Strong business administration competencies can be applied to job opportunities in a broad range of different organizations. This versatility makes business degrees popular-so popular, in fact, that the majority of bachelor's degree graduates in 2006-2007 were business majors, according to the National Center for Education Statistics. At the master's degree level during the same year, business was second only to education in terms of degrees awarded.i

Adding a career-focused concentration program to your business degree could help you stand out from the crowd of other business degree holders.

Why Marketing Matters To Businesses

People often conflate marketing with advertising. While it's true that marketing and advertising are very closely aligned, they're not the same thing. Advertising involves the creative and organizational process of putting together ad campaigns and launching them. Marketing is the process of researching your business's potential consumer base.

Market research helps businesses understand who their potential consumers are, what they want, and how best to meet their wants. With solid marketing analysis, businesses can create better products and services, and advertisers can create compelling campaigns aimed at the right audiences. Marketing is therefore a major component of business management.

Undergraduate Business Degrees - Marketing Concentration

An associate or bachelor degree in business administration can prepare you to compete for entry-level positions in business or marketing. You'll learn the fundamentals of business administration: finance, accounting, statistics, organizational management, and the basics of business law.

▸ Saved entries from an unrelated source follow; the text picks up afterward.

PR #755, opened 2025-08-31
CI/Windows: Update from Windows 2019 to Windows 2025

guihkx:
The Windows 2019 runner has been deprecated: https://redirect.github.com/actions/runner-images/issues/12045

This also installs Inno Setup manually, because it's not included in the Windows 2025 image.

I've tested the installer on Windows 10, things seem fine.

### DIFF
--- a/.github/workflows/windows.yml
+++ b/.github/workflows/windows.yml
@@ -14,7 +14,7 @@ jobs:
       fail-fast: false
       matrix:
         include:
-          - os: windows-2019
+          - os: windows-2025
             qt-version: 6.4.3
             build-type: release
     outputs:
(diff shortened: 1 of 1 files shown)


guihkx:
>BTW, does this change affect the versions of Windows we support?

Nope!

This essentially just updates the old redistributables from Visual Studio 2019 (V142) to newer ones, from Visual Studio 2022 (V143).

The V143 redistributables are even supported on Windows 7 (which we've stopped supporting after switching to Qt-6-only), so we should be good.

More links if you're interested:

- https://github.com/actions/runner-images/blob/main/images/windows/Windows2025-Readme.md#visual-studio-enterprise-2022
- https://learn.microsoft.com/en-us/lifecycle/faq/visual-c-faq#what-are-the-support-dates-for-visual-c---redistributable--msvc-runtime-libraries--and-msvc-toolset-versions-2015--2017--2019--2022--and-later-
- https://learn.microsoft.com/en-us/cpp/windows/latest-supported-vc-redist?view=msvc-170#notes:~:text=Current%20versions%20of%20the%20Visual%20C%2B%2B%20Redistributable%20for%20Visual%20Studio%202015%2D2022%20only%20support%20Windows%207%2C%208.1%2C%2010%2C%20and%2011

PR #761, opened 2025-10-17
CI/macOS: Update to macOS 15

guihkx:
The macOS 13 runner is getting removed by GitHub in December 4th, 2025:

https://github.blog/changelog/2025-09-19-github-actions-macos-13-runner-image-is-closing-down/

Additionally, your marketing concentration should aim to teach you how to:

  • Understand how marketing can be deployed to support organizational goals
  • Perform marketing research, including analysis, creating a marketing strategy, and delivering results or findings
  • Understand how new developments in communication affect marketing, including Internet marketing, viral marketing, etc.
  • Take regulatory, economic, social, technological, and other factors into consideration when planning marketing activities

An MBA with a Marketing Concentration

Advanced Analysis: MBA - Marketing Concentration

Experienced professionals with a bachelor's degree may find that after several years in the field, their skills need refreshing. Or, they may be in a non-business-related field and decide to pursue a new career path. Anyone seeking higher-level, specialized training in marketing that's also industry-current should consider an MBA with a marketing concentration.

MBA programs that concentrate in marketing should prepare graduates to gain mastery of research techniques and statistical analysis. As most MBA students aspire to upper-level career paths, a master's degree program will emphasize management-level decision making with respect to marketing. Graduate programs also focus on marketing at the global level, and usually undertake a more intense examination of new technology and media for marketing.

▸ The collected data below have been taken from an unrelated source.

PR #769, opened 2026-05-11
Fix note list rendering at fractional display scaling

### LINKED ISSUE #164: Bug - notes are not aligned well on some reported Windows machines

Shriram-Vasudevan:
## Summary
- set Qt high-DPI scale factor rounding to pass through before creating the application
- create note-list delegate paint buffers with the owning widget/window device-pixel ratio
- use logical buffer geometry while painting cropped row backgrounds/labels, so Windows fractional scaling does not mix physical pixmap pixels with logical item rects

Fixes #164.

## Verification
- `git diff --check`
- `c++ -std=c++17 -fsyntax-only -include arm_acle.h ... src/notelistdelegate.cpp src/notelistdelegateeditor.cpp` against locally installed Qt 6.9.2 headers
- syntax-only check for `QGuiApplication::setHighDpiScaleFactorRoundingPolicy(...)` against Qt 6.9.2 headers

I could not run the full CMake build locally because `cmake` is not installed in this environment, and `clang-format` is also unavailable locally.

### DIFF
--- a/src/notelistdelegate.cpp
+++ b/src/notelistdelegate.cpp
@@ -294,11 +294,11 @@ QTimeLine::State NoteListDelegate::animationState()
 void NoteListDelegate::paintBackground(QPainter *painter, const QStyleOptionViewItem &option, const QModelIndex &index) const
 {
     auto bufferSize = bufferSizeHint(option, index);
-    QPixmap buffer{ bufferSize };
+    QPixmap buffer = utils::makeDevicePixelRatioPixmap(bufferSize, m_view);
     buffer.fill(Qt::transparent);
     QPainter bufferPainter{ &buffer };
     bufferPainter.setRenderHints(QPainter::Antialiasing | QPainter::SmoothPixmapTransform);
-    QRect bufferRect = buffer.rect();
+    QRect bufferRect{ QPoint{}, bufferSize };
     auto isPinned = index.data(NoteListModel::NoteIsPinned).toBool();
     auto const *model = static_cast<NoteListModel *>(m_view->model());
     if (model->hasPinnedNote() && model->isFirstPinnedNote(index) && static_cast<NoteListView *>(m_view)->isPinnedNotesCollapsed()) {
@@ -419,7 +419,7 @@ void NoteListDelegate::paintLabels(QPainter *painter, const QStyleOptionViewItem
 {
     if (m_animatedIndexes.contains(index)) {
         auto bufferSize = bufferSizeHint(option, index);
-        QPixmap buffer{ bufferSize };
+        QPixmap buffer = utils::makeDevicePixelRatioPixmap(bufferSize, m_view);
         buffer.fill(Qt::transparent);
         QPainter bufferPainter{ &buffer };
         bufferPainter.setRenderHints(QPainter::Antialiasing | QPainter::SmoothPixmapTransform);
--- a/src/notelistdelegate.cpp
+++ b/src/notelistdelegate.cpp
@@ -298,7 +298,7 @@ void NoteListDelegate::paintBackground(QPainter *painter, const QStyleOptionView
     buffer.fill(Qt::transparent);
     QPainter bufferPainter{ &buffer };
     bufferPainter.setRenderHints(QPainter::Antialiasing | QPainter::SmoothPixmapTransform);
-    QRect bufferRect{ QPoint{}, bufferSize };
+    QRect bufferRect{ QPoint{ }, bufferSize };
     auto isPinned = index.data(NoteListModel::NoteIsPinned).toBool();
     auto const *model = static_cast<NoteListModel *>(m_view->model());
     if (model->hasPinnedNote() && model->isFirstPinnedNote(index) && static_cast<NoteListView *>(m_view)->isPinnedNotesCollapsed()) {
--- a/src/notelistdelegateeditor.cpp
+++ b/src/notelistdelegateeditor.cpp
@@ -135,11 +135,11 @@ NoteListDelegateEditor::~NoteListDelegateEditor()
 void NoteListDelegateEditor::paintBackground(QPainter *painter, const QStyleOptionViewItem &option, const QModelIndex &index) const
 {
     auto bufferSize = rect().size();
-    QPixmap buffer{ bufferSize };
+    QPixmap buffer = utils::makeDevicePixelRatioPixmap(bufferSize, this);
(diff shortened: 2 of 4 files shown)


zjeffer:
@nuttyartist Do we have an AI-policy? Personally I'm not a big fan of these fully AI-generated PRs, I mean the OP didn't even bother to let the AI install cmake:

> I could not run the full CMake build locally because cmake is not installed in this environment, and clang-format is also unavailable locally.

I recently added one in a personal repo if you want an example: https://github.com/zjeffer/split-monitor-workspaces/blob/main/CONTRIBUTING.md

Shriram-Vasudevan:
I installed the missing local build tooling and pushed follow-up commit 404e7cf with the clang-format adjustments found by the repo format gate.

Verification now run locally:
- `/opt/homebrew/opt/llvm/bin/clang-format -style=file --dry-run --Werror --color=false src/main.cpp src/notelistdelegate.cpp src/notelistdelegateeditor.cpp src/utils.h` -> passed
- `find src/ -iregex '.*\.\(cpp\|h\|mm\)$' -print0 | xargs -n 1 -0 /opt/homebrew/opt/llvm/bin/clang-format -style=file --dry-run --Werror --color=false` -> passed
- `cmake . --warn-uninitialized --warn-unused-vars -G Ninja -B build -DCMAKE_BUILD_TYPE=debug -DCMAKE_PREFIX_PATH="$(brew --prefix qt@6)" -DPRO_VERSION=OFF` -> passed with Qt 6.9.2
- `cmake --build build` -> passed
- `ctest --test-dir build --output-on-failure` -> no tests registered
- `git diff --check` -> passed

The build produced only existing/project-wide Qt deprecation and macOS deployment-target linker warnings, not errors in the touched note-list files.

src/utils.h
```diff
@@ -1,8 +1,13 @@
 #pragma once
 
+#include <QGuiApplication>
 #include <cmath>
-#include <QString>
 #include <QDateTime>
+#include <QPixmap>
```
nuttyartist, line 6: This helper will also need `QRect` for converting logical source rects to pixmap/device-pixel source rects.

```suggestion
#include <QPixmap>
#include <QRect>
```

src/utils.h
```diff
@@ -44,4 +49,29 @@ inline QString parseDateTime(const QDateTime &dateTime)
...
+    return qreal(1);
+}
+
+inline QPixmap makeDevicePixelRatioPixmap(const QSize &logicalSize, const QWidget *widget)
+{
+    const qreal scale = devicePixelRatioForWidget(widget);
+    QPixmap pixmap(logicalSize * scale);
+    pixmap.setDevicePixelRatio(scale);
+    return pixmap;
+}
```
nuttyartist, line 75: Could we pair the DPR pixmap allocator with a small source-rect conversion helper? Painting into the pixmap stays in logical coordinates, but `QPainter::drawPixmap(..., sourceRect)` reads `sourceRect` in pixmap/device pixels.

```suggestion
inline QPixmap makeDevicePixelRatioPixmap(const QSize &logicalSize, const QWidget *widget)
{
    const qreal scale = devicePixelRatioForWidget(widget);
    QPixmap pixmap(logicalSize * scale);
    pixmap.setDevicePixelRatio(scale);
    return pixmap;
}

inline QRect devicePixelRatioPixmapSourceRect(const QRect &logicalRect, const QPixmap &pixmap)
{
    const qreal scale = pixmap.devicePixelRatio();
    const QRectF scaledRect(logicalRect.x() * scale, logicalRect.y() * scale, logicalRect.width() * scale, logicalRect.height() * scale);
    return scaledRect.toAlignedRect();
}
```

src/notelistdelegate.cpp
```diff
@@ -294,11 +294,11 @@ QTimeLine::State NoteListDelegate::animationState()
 void NoteListDelegate::paintBackground(QPainter *painter, const QStyleOptionViewItem &option, const QModelIndex &index) const
 {
     auto bufferSize = bufferSizeHint(option, index);
-    QPixmap buffer{ bufferSize };
+    QPixmap buffer = utils::makeDevicePixelRatioPixmap(bufferSize, m_view);
```
nuttyartist, line 297: Once this buffer is DPR-aware, the `drawPixmap(..., buffer, QRect{...})` calls lower in `paintBackground()` still need to convert their source rects before drawing. One compact way is to add this near the draw section and route those calls through it:

```cpp
auto drawBuffer = [&buffer, painter](const QRect &targetRect, const QRect &sourceRect) {
    painter->drawPixmap(targetRect, buffer, utils::devicePixelRatioPixmapSourceRect(sourceRect, buffer));
};
```

Then replace each `painter->drawPixmap(..., buffer, QRect{...})` in this function with `drawBuffer(..., QRect{...})`. The same pattern applies to the animated label buffer in `paintLabels()`.

src/notelistdelegateeditor.cpp
```diff
@@ -135,11 +135,11 @@ NoteListDelegateEditor::~NoteListDelegateEditor()
 void NoteListDelegateEditor::paintBackground(QPainter *painter, const QStyleOptionViewItem &option, const QModelIndex &index) const
 {
     auto bufferSize = rect().size();
-    QPixmap buffer{ bufferSize };
+    QPixmap buffer = utils::makeDevicePixelRatioPixmap(bufferSize, this);
```
nuttyartist, line 138: Same coordinate-space issue here: the buffer is now DPR-aware, but the later source rect passed to `drawPixmap()` is still logical. The final draw should convert that source rect first, for example:

```cpp
auto rowHeight = rect().height();
const QRect sourceRect{ 0, bufferSize.height() - rowHeight, rect().width(), rowHeight };
painter->drawPixmap(rect(), buffer, utils::devicePixelRatioPixmapSourceRect(sourceRect, buffer));
```

nuttyartist (commented):
Thanks for the fix. I left a few inline suggestions for the remaining DPR source-rect issue. The helper approach looks good; the main thing is making the later drawPixmap source rectangles use the same coordinate space as the DPR pixmaps.

nuttyartist:
@zjeffer Not really yet, and I agree, we should have. Yours seems reasonable enough, I'll add them to the repo.

@Shriram-Vasudevan Thanks for your PR.
I've added some comments using GPT 5.5, please look at them.
Can you please share before and after screenshots after you make changes?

Projected Job Growth For Marketing Occupations

The Bureau of Labor Statistics publishes yearly projections of job prospects for different occupations. These projections estimate how many new positions an occupation will add over the next ten years at the national level (local markets will vary). The BLS estimates that between 2008 - 2018, the national workforce should grow by 7-10%.

Business positions related to marketing are expected to experience slightly higher than average growth. For example, if you are interested in pursuing a career path that leads to a sales management or marketing management job, those positions are expected to grow at a rate of 13% nationally.ii

This article is presented by BusinessDegrees.com, your online resource for information about business degree programs.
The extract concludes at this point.